Sent from Petguide.com Free App


----------



## Sp00ks (Nov 8, 2013)

Great story, gorgeous dogs. Two GSDs and Two daughters, I can't imagine. I have to say, good job!!!


----------



## mcdanfam (Aug 27, 2013)

Sp00ks said:


> Great story, gorgeous dogs. Two GSDs and Two daughters, I can't imagine. I have to say, good job!!!


Thank you....
It is busy....but the girls (13 & 16) have been totally involved... our 14 year old jack Russell recently died....:-( We loved him but we called him satan. He was the meanest dog ever...did not like kids...even ours....it was a long 14 years with him. We trained him to avoid other kids at all cost....he was allowed around ours but only when supervised. I was very hesitant to get another dog and feared picking wrong....again....we could not be happier! I guess the years worth of research, suggestions, things to look for from a breeder....many things from this site.....really helped! We have been blessed with two wonderful dogs! I wish I could take credit but from what I have witnessed with this breed, they are really easily taught with the right trainer to teach us humans.  


Sent from Petguide.com Free App


----------



## KathrynApril (Oct 3, 2013)

Omg those pictures are so precious! They were adorable as puppies and stunning as adults!


----------



## RiverDan (Mar 22, 2013)

That is awesome!!!!!!


----------



## kristinloveschief (Sep 12, 2013)

Awesome story and gorgeous dogs! We have a 5 month old GSD and he's my husbands and my first! First dog actually (we're both in our early 20's)! Chief is turning into the best dog too!! He's so smart and sweet! We have him in training every Saturday also, he's going to be a therapy dog at the Children's hospital! He's been the best decision we've made. We did go through that horrible land shark puppy phase but it was well worth it! I also am I runner like your daughters so he's training to be my running buddy


----------



## mcdanfam (Aug 27, 2013)

KathrynApril said:


> Omg those pictures are so precious! They were adorable as puppies and stunning as adults!


Thank you....From the profile pic you also have an adorable furbaby.....this site has been so much fun...we sit down as a family every night and scroll through new pics...so many cuties to be viewed. 


Sent from Petguide.com Free App


----------



## Loneforce (Feb 12, 2012)

You can tell them 2 are two peas in a pod. Both are gorgeous!


----------



## halo2013 (Jan 6, 2014)

mcdanfam said:


> View attachment 165033
> View attachment 165041
> View attachment 165049
> View attachment 165057
> ...


They are beautiful dogs

Sent from Petguide.com Free App


----------



## mcdanfam (Aug 27, 2013)

kristinloveschief said:


> Awesome story and gorgeous dogs!
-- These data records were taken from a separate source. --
PR #1397, opened 2022-03-21
Implement EntityManager::updateMonthly

duncanspumpkin:


LeftofZen (approved):

duncanspumpkin:
Diverging on 1000 tick and 10000 tick.

duncanspumpkin:
totalRefundCost is calculated wrong.

duncanspumpkin:
well that was obvious. I wasn't actually calling the function.

duncanspumpkin:
No longer diverges on the 1000 tick. I haven't run the 10000tick in a while but im seeing a divergence but in the tile elements part of the file and since that is subject to reordering I'm not sure I can say much about it.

We have a 5 month old GSD and he's my husbands and my first! First dog actually (we're both in our early 20's)! Chief is turning into the best dog too!! He's so smart and sweet! We have him in training every Saturday also, he's going to be a therapy dog at the Children's hospital! He's been the best decision we've made. We did go through that horrible land shark puppy phase but it was well worth it! I also am I runner like your daughters so he's training to be my running buddy


Awwwwwww....such a sweet story....we were very nervous. Anyone you mention a shepherd to in the real world was so negative....after this forum....I felt much better about our choice. 

They are so smart....Millie wanted steaks, we had pushed then back to the far corner of the counter tops, she was only 6 months old, we knew she could not reach the deep corner on her back legs.....we turned for one second and she was on the countertop like a cat devouring the filets my husband was preparing to grill. She is also the one that paid attention while we entered the back lawn. She figured out how to unlock the door and open the sliding glass door without help. We now have a security bar from lowes to keep her inside. She seems to be much more into things than Miles. He is my prince...always behaved, gentle and so charming....my girls call them beauty (miles) and the beast (Millie)....although last week at my husbands office he wanted to see what we were doing and decided he needed a higher place to see through the window....
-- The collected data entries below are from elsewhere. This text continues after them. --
PR #1399, opened 2022-03-21
Sort vehicles correctly in build vehicle window

### LINKED ISSUE #1393: vehicle list not in order when playing savegames or scenario
Version information:
 - Windows 10
 - 22.03.1
 - don't know what build/commit it is on.

The vehicle list is not in order that they were invented in the build trains window. For an example, a GP38-2 that was built in 1972 is after a P42DC on the list that was built in 1996. the gp38 should be in between a J Class and a C40-8W

To Reproduce:
1. Go to a savegame or scenario
2. Click on 'build trains'
3. look the list of trains and the year that they were invented
4. you will see that some trains that are invented a year or two that is after another train that was invented a year or two later

Expected behaviour:
The list in the window should be on order the year they were invented.

LeftofZen:
Fixes #1393

### DIFF
--- a/src/OpenLoco/Windows/BuildVehicle.cpp
+++ b/src/OpenLoco/Windows/BuildVehicle.cpp
@@ -417,7 +417,7 @@ namespace OpenLoco::Ui::Windows::BuildVehicle
         struct build_item
         {
             uint16_t vehicle_index;
-            uint8_t power;
+            bool isPowered;
             uint16_t designed;
         };
         std::vector<build_item> buildableVehicles;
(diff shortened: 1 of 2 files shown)


src/OpenLoco/Windows/BuildVehicle.cpp
```diff
@@ -482,13 +483,13 @@ namespace OpenLoco::Ui::Windows::BuildVehicle
                 }
             }
 
-            auto power = std::min<uint16_t>(vehicleObj->power, 1);
-            // Unsure why power is only checked for first byte.
-            buildableVehicles.push_back({ vehicleObjIndex, static_cast<uint8_t>(power), vehicleObj->designed });
+            // 'power' is a flag indicating if the vehicle is powered or not. 1 = powered, 0 = unpowered
+            auto power = static_cast<uint8_t>(std::min<uint16_t>(vehicleObj->power, 1));
```
duncanspumpkin, line 487: should we change this to a bool? `isPowered`? Tbh i think it should just compare the whole of the power value may as well order it completely by power.

LeftofZen: `isPowered` is a good idea, I'll implement that tomorrow.

I'm just thinking about the 'final version' of the build vehicles window, and I can see one obvious set of enhancements is to add the table-sorting column headers, like OpenTTD does for its 'build vehicles' window:
image

With those changes, there wouldn't even be a need to sort by date-then-power as you'd be able to filter out vehicles by type and then sort by an individual statistic.

AaronVanGeffen: Hmm. I'm a little apprehensive about adding table/sort header buttons to lists that don't have obvious columns, to be honest. I think the OpenTTD screenshot isn't very intuitive UI.

LeftofZen: Sure, I'm not saying copy the OpenTTD UI, I'm saying copy the functionality.
Being able to only display vehicles that are powered, or vehicles that carry passengers, etc, would be an immensely useful feature in my opinion.

duncanspumpkin (approved):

Millie just passed her therapy dog test last November....right after her first bday. She loves it, she is a diva and thinks everyone's attention should be focused on her so it is great work for her. It fills her need to be center of attention. Miles will not be testing for a while if at all, he is much more alert and much more protective with the kids...he also loves to have a conversation. If someone ask him a question....he replies and it usually sounds like a scary dog. The trainer said he needs to be a bit more mature...sounds like chief is a great dog if he is already ready for therapy work. Millie does the mental health hospital, the nursing home area of that hospital and will start the program to help kids read....I am a stay at home mom and need things to do while mine are in school and I can't be of help! 

It is amazing how much they bring to your life! We have not been the same and my kids rarely pick a place to go that the dogs are not allowed. We had a huge loss right before we were to pick up the puppy's we reserved. My inlaws have zero boundaries and they were very dangerous to our marriage and children's mental health....the meanest if mean....while we were trying to enforce boundaries they decided to walk away instead of respecting our marriage and girls....the dogs have been a huge source of healing for the girls, and us. The group we train with has become like extended family, the guy who trains our dog even came to my oldest daughters school for career week. He showed off his protection dog and how he trains....just a wonderful group of people....the dogs were one blessing but the people we have gained have been an even bigger one. The girls always say what they are thankful for at night and since we picked the puppy's up they have been on the list every single night, even on the worst of puppy's days... I guess we sound insanely cheesy about what our dogs have brought to us, but they have given us so much more than just being our pets....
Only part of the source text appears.